As I enjoyed the Prokofiev and Rach ones so much thought there should be a dedicated thread for classical music in the pop world 
Post your vids here!


----------



## Kleinzeit (May 15, 2013)

I thought the warning was for us... 
so anyway...

Guess the Sibelius!






actually I suspect a lot of composers/songwriters bit Sibelius. I swan, 'If I Loved You' from Carousel has a tune very close to one of the Karelia or Historical pieces, can't recall which, which means I know JS not as well as I pretend.


----------



## Ingélou (Feb 10, 2013)

When I was a child, a York violin teacher used to tour junior schools & play 'a medieval tune' which we'd all eagerly recognise as Elvis's 'Wooden heart'. But when I looked it up just now, I found that a Swabian poet, Silcher, wrote lyrics to 'a traditional tune' in 1827, so I don't actually know how far back the tune goes. But it still ought to count!


----------



## MagneticGhost (Apr 7, 2013)

I don't know my Sibelius well enough to pick that one out I'm afraid. 
But what an ace cheesy disco track. I'll be digging that out at my next party


----------



## Kleinzeit (May 15, 2013)

It's *kind of* the swan theme from the 3rd mvt. of Symphony 5.
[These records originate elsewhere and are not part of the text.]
PR #2222, opened 2023-08-09
Add optional client options to Anthropic sdk to allow overridable default headers

colegottdank:
Fixes # (issue)

### DIFF
--- a/langchain/src/chat_models/anthropic.ts
+++ b/langchain/src/chat_models/anthropic.ts
@@ -1,4 +1,9 @@
-import { Anthropic, AI_PROMPT, HUMAN_PROMPT } from "@anthropic-ai/sdk";
+import {
+  Anthropic,
+  AI_PROMPT,
+  HUMAN_PROMPT,
+  ClientOptions,
+} from "@anthropic-ai/sdk";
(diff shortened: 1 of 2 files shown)


langchain/src/chat_models/anthropic.ts
```diff
@@ -159,7 +164,14 @@ export class ChatAnthropic extends BaseChatModel implements AnthropicInput {
   // Used for streaming requests
   private streamingClient: Anthropic;
 
-  constructor(fields?: Partial<AnthropicInput> & BaseChatModelParams) {
+  private clientOptions: ClientOptions;
+
+  constructor(
+    fields?: Partial<AnthropicInput> &
+      BaseChatModelParams & {
+        clientOptions?: ClientOptions;
```
jacoblee93, line 172: Could we instead add `clientOptions?` to `AnthropicInput` directly?

jacoblee93:
Seems good, just one question!

langchain/src/chat_models/anthropic.ts
colegottdank: Done & added test

colegottdank:
> Seems good, just one question!

jacoblee93:
Thank you!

It's not the /only/ pop song that's used it. Search engine & you'll find a curious collection.

But this is more curious-- (1958) "Catch a Falling Star" by Lee Pockriss and Paul Vance - based on a theme from Brahms' Academic Festival Overture

Really? I love Brahms but my ear is crude. Let TC be the judge.


----------



## MagneticGhost (Apr 7, 2013)

Ah yes I can hear that one. Nothing as good as the Eric Carmen yet though.


----------



## Kleinzeit (May 15, 2013)

Oh! A good ear! Great!






(1939) "The Lamp is Low" - Peter DeRose and Bert Shefter - based on Maurice Ravel's Pavane pour une infante défunte

Oui oui? non non?


----------



## MagneticGhost (Apr 7, 2013)

A little Saint-Saens perhaps


----------



## Kleinzeit (May 15, 2013)

hey that Saint-Saens link is not working.

First band I ever saw live-- they were opening for the Left Banke (Walk Away Renee, Pretty Ballerina)

And look! they're singing by a big bust of... um...I gather it's actually Christian Petzold? ...in the Notebook for Anna Magdalena...


----------



## Kleinzeit (May 15, 2013)

I don't wanna lard the thread but you will like this and it even says at the jump where it's from.


----------



## MagneticGhost (Apr 7, 2013)

Fixed my Saint Saens.
Liking the Perry Como but a bit lost with the previous one. 
Think it's getting late 
On that note. Good night. S'been fun


----------



## Kleinzeit (May 15, 2013)

Ok. What the heck

somebody's gotta do it.






mmm... peanut buttery sound


----------



## MagneticGhost (Apr 7, 2013)

Kleinzeit said:


> Ok. What the heck
> 
> somebody's gotta do it.
> 
> mmm... peanut buttery sound


Haha. Best one since Eric


----------



## Manxfeeder (Oct 19, 2010)

Kleinzeit said:


> (1939) "The Lamp is Low" - Peter DeRose and Bert Shefter - based on Maurice Ravel's Pavane pour une infante défunte
> 
> Oui oui? non non?


Yep, that's Ravel. Yep, that's my finger down my throat.


----------



## Manxfeeder (Oct 19, 2010)

I don't know if this is considered a pop tune, but I like it anyway.


----------



## GreenMamba (Oct 14, 2012)

I give Sting credit for using Prokofiev in the background and not just taking the melody.


----------



## Manxfeeder (Oct 19, 2010)

"Tonight we love." I can't imagine a young man singing this to his beloved without her bursting out laughing.


----------



## Kleinzeit (May 15, 2013)

Bouree is not naff. This, is, naff. But in the best way.


----------



## Kleinzeit (May 15, 2013)

Manxfeeder said:


> "Tonight we love." I can't imagine a young man singing this to his beloved without her bursting out laughing.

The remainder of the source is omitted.